(Beginning of Dataset)

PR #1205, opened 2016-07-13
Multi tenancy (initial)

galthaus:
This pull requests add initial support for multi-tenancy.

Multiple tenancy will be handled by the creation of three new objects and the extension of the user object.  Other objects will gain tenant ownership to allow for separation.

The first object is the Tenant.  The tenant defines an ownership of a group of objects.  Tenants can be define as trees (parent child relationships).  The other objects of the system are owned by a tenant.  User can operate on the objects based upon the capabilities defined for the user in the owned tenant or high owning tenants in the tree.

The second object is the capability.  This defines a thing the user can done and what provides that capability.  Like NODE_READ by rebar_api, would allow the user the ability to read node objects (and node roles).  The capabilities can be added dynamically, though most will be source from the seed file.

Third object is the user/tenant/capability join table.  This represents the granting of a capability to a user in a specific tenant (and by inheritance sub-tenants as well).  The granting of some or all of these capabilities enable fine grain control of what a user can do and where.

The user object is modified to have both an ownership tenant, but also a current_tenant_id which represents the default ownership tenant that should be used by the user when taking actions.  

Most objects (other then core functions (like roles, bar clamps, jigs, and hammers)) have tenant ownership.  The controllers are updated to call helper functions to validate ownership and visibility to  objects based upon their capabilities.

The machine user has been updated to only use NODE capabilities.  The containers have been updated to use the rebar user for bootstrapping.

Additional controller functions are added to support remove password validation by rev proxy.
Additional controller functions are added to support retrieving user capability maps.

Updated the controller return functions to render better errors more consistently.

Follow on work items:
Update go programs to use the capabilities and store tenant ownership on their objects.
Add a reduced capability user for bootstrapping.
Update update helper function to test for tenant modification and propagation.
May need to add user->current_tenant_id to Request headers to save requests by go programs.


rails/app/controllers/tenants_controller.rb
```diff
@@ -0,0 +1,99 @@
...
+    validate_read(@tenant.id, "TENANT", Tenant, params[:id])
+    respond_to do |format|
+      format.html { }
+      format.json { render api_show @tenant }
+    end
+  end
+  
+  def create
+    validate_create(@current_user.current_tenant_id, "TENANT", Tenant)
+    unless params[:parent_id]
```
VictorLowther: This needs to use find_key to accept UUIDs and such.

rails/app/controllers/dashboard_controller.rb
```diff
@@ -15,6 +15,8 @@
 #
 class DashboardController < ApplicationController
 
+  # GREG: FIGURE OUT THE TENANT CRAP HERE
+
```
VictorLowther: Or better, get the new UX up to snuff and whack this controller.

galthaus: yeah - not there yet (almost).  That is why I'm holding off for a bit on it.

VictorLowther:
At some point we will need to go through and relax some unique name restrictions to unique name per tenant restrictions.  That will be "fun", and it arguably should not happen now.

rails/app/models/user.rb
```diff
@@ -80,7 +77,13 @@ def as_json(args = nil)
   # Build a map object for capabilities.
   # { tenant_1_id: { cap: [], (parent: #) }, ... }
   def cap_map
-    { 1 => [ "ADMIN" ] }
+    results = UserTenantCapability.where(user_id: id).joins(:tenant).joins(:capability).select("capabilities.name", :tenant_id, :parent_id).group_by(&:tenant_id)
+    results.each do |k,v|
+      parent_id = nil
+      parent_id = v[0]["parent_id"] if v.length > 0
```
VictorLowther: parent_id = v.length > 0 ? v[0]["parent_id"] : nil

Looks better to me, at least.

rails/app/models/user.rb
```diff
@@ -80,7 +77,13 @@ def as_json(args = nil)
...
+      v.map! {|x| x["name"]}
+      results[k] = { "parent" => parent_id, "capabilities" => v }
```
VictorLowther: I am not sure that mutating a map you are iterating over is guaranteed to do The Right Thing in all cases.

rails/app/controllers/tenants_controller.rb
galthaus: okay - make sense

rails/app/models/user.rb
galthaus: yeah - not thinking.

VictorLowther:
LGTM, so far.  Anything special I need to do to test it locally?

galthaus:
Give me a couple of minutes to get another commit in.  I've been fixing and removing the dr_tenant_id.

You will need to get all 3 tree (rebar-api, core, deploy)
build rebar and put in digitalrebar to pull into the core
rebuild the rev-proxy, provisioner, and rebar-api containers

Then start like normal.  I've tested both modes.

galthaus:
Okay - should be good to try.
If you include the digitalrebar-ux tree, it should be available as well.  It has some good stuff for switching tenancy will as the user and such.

(End of Dataset)
(Beginning of Dataset)

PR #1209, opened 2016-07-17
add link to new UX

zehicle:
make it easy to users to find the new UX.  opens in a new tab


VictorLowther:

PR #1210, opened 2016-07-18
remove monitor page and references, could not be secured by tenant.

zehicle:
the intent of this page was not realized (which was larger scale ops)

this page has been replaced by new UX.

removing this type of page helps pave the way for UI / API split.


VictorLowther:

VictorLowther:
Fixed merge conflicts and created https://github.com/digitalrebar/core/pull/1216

(End of Dataset)

◆ What is required
Write out exactly the lines above between the line with "PR #1209, opened 2016-07-17" and the line with "Fixed merge conflicts", inclusive, and nothing beyond them.

◆ Answer to this exercise
PR #1209, opened 2016-07-17
add link to new UX

zehicle:
make it easy to users to find the new UX.  opens in a new tab


VictorLowther:

PR #1210, opened 2016-07-18
remove monitor page and references, could not be secured by tenant.

zehicle:
the intent of this page was not realized (which was larger scale ops)

this page has been replaced by new UX.

removing this type of page helps pave the way for UI / API split.


VictorLowther:

VictorLowther:
Fixed merge conflicts and created https://github.com/digitalrebar/core/pull/1216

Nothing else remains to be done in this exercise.